**To do**
Where "minimum" occurs in a line of the entries below, copy that line.

**Stored items**
++++++++

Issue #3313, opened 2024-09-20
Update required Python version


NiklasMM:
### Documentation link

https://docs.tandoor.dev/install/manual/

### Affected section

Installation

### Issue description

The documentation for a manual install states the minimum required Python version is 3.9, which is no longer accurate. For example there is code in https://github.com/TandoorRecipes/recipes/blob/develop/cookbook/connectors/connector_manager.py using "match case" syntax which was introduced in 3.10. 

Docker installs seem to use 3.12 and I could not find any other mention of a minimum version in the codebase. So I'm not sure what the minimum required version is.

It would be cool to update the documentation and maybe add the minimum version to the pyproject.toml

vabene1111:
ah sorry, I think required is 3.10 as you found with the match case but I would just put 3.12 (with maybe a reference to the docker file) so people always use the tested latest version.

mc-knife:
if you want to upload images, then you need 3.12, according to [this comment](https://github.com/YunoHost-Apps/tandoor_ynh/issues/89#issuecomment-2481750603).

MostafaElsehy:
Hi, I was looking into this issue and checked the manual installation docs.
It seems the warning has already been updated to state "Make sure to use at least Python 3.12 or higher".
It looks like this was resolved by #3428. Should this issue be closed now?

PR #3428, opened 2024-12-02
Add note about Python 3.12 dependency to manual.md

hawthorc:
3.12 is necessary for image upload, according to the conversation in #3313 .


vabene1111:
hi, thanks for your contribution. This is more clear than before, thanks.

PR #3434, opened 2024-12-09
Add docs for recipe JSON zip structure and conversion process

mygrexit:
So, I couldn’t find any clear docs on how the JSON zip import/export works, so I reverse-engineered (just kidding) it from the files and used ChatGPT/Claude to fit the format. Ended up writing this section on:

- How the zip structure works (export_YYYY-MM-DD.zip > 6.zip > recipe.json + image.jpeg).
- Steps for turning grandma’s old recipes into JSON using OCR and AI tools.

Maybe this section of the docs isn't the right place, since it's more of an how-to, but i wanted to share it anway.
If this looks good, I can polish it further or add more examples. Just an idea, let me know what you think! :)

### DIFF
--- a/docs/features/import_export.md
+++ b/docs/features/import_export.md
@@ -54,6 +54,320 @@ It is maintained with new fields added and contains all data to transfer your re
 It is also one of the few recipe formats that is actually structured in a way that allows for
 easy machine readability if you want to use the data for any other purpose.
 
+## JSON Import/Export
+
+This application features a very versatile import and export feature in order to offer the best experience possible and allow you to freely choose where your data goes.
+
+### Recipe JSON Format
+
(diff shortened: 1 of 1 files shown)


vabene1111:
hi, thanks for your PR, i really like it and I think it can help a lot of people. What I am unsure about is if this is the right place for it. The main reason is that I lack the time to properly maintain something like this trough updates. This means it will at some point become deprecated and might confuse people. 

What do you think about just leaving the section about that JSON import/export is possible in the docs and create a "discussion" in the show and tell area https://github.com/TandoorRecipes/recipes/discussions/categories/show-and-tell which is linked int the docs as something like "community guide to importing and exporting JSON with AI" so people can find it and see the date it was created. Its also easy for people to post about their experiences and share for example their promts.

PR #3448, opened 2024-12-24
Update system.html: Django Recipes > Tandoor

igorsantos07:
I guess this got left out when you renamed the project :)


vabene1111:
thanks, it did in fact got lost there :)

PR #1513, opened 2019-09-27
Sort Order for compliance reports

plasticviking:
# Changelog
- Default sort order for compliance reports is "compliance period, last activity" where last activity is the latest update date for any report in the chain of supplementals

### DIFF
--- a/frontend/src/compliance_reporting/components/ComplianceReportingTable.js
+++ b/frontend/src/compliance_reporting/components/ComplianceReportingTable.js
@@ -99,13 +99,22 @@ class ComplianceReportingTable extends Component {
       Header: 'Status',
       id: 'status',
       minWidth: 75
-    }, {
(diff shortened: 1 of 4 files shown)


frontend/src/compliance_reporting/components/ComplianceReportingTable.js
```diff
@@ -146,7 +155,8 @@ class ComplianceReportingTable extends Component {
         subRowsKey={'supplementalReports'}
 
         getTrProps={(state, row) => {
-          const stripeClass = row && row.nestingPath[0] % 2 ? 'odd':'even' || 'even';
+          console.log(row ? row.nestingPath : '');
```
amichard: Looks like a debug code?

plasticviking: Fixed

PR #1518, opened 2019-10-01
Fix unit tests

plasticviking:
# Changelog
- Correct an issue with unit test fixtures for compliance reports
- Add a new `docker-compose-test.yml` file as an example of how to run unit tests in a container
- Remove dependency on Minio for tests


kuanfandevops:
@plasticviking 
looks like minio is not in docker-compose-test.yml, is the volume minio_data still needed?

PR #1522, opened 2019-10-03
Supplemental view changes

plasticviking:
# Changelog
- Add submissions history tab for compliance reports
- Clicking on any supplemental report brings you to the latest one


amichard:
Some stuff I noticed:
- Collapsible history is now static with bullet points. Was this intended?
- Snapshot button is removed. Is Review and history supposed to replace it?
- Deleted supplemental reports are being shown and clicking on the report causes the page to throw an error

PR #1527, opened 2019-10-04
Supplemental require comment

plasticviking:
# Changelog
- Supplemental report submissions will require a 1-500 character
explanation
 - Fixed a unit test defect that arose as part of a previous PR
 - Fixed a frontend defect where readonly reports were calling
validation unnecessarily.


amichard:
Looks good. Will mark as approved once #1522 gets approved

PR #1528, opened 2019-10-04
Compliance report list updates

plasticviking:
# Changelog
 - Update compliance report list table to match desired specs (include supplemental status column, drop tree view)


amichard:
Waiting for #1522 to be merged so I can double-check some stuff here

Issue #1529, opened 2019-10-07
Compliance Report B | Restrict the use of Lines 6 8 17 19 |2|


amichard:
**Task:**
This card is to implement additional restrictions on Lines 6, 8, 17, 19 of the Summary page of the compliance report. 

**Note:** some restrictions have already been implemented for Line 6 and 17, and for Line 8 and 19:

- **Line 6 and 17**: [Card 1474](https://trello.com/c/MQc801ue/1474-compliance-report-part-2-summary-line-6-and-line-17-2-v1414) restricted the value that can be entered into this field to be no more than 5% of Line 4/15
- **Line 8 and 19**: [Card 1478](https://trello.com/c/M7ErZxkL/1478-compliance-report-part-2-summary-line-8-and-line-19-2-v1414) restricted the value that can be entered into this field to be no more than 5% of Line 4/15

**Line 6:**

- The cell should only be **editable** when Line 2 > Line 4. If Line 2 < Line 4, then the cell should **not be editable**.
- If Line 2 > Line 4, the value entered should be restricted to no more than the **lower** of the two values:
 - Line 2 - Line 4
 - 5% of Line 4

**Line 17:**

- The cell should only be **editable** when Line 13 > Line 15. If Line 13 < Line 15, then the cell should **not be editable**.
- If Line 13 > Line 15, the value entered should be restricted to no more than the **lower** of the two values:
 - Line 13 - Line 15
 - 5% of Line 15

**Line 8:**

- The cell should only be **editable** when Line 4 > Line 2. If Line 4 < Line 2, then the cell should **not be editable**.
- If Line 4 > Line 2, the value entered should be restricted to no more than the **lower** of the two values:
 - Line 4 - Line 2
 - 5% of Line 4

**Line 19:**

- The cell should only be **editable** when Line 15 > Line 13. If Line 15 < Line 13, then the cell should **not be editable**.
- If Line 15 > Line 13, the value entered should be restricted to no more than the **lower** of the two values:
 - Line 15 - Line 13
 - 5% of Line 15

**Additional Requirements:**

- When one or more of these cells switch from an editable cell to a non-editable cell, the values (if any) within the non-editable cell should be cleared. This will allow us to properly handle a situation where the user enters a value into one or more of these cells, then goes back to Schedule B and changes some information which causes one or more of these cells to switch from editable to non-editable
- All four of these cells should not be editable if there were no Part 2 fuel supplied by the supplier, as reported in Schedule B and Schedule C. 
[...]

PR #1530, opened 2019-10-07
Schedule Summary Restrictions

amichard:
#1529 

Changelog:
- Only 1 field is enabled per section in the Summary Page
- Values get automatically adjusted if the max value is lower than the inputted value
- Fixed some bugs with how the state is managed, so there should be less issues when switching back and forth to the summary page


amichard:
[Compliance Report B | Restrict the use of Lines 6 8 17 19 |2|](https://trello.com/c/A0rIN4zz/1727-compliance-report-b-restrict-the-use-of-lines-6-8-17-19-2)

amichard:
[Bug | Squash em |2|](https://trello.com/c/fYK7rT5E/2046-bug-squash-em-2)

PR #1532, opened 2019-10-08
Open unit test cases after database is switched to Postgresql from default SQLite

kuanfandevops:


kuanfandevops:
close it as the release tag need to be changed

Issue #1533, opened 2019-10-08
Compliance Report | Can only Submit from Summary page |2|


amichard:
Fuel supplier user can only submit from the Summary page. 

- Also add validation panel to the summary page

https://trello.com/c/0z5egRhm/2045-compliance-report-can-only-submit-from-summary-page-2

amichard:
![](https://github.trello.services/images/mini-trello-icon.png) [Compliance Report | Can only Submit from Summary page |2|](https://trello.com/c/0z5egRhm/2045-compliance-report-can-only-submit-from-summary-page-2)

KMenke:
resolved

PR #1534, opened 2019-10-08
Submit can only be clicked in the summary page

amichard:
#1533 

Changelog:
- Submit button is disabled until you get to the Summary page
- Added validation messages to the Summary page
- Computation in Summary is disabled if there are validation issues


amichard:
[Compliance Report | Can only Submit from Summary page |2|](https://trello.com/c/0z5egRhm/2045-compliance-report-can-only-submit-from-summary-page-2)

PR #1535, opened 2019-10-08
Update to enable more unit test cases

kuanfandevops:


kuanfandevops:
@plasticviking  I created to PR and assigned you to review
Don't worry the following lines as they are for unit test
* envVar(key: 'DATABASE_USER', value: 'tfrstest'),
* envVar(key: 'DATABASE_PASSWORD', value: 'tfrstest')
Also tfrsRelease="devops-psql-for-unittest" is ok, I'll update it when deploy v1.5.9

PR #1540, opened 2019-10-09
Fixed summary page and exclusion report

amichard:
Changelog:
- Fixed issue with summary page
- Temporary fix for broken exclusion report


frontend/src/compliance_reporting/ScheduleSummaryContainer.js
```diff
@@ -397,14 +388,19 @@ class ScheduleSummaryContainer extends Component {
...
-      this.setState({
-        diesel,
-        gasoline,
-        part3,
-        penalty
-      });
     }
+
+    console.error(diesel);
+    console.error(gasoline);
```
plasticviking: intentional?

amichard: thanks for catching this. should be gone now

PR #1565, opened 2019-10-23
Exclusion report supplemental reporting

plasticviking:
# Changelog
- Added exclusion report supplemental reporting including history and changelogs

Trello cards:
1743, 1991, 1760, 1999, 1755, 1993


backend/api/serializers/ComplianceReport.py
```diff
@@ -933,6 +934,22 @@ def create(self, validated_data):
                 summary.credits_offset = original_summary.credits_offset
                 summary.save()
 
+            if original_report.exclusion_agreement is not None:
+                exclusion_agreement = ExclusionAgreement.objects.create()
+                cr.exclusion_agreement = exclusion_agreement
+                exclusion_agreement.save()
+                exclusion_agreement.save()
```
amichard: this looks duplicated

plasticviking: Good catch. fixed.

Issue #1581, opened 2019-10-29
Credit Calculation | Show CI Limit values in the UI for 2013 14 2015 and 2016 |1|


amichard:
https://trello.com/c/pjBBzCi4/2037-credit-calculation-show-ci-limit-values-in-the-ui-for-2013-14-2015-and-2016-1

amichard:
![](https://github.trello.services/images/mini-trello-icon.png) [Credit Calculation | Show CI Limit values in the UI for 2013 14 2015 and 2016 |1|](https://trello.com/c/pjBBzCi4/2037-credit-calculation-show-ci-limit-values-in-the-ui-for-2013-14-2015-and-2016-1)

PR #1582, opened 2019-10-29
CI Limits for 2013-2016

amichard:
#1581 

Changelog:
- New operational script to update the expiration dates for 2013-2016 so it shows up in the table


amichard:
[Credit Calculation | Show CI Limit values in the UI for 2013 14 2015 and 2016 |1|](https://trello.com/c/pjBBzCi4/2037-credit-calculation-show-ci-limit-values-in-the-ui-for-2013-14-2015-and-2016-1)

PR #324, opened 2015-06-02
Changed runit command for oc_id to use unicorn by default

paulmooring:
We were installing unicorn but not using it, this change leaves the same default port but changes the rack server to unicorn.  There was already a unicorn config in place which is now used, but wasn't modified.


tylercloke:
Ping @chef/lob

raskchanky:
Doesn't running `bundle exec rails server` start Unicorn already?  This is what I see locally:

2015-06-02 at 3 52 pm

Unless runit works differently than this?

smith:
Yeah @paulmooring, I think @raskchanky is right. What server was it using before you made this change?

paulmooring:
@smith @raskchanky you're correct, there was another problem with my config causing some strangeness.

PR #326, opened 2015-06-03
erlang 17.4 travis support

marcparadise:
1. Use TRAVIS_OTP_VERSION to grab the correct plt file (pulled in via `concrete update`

++++++++

**Written solution**
The documentation for a manual install states the minimum required Python version is 3.9, which is no longer accurate. For example there is code in https://github.com/TandoorRecipes/recipes/blob/develop/cookbook/connectors/connector_manager.py using "match case" syntax which was introduced in 3.10. 
Docker installs seem to use 3.12 and I could not find any other mention of a minimum version in the codebase. So I'm not sure what the minimum required version is.
It would be cool to update the documentation and maybe add the minimum version to the pyproject.toml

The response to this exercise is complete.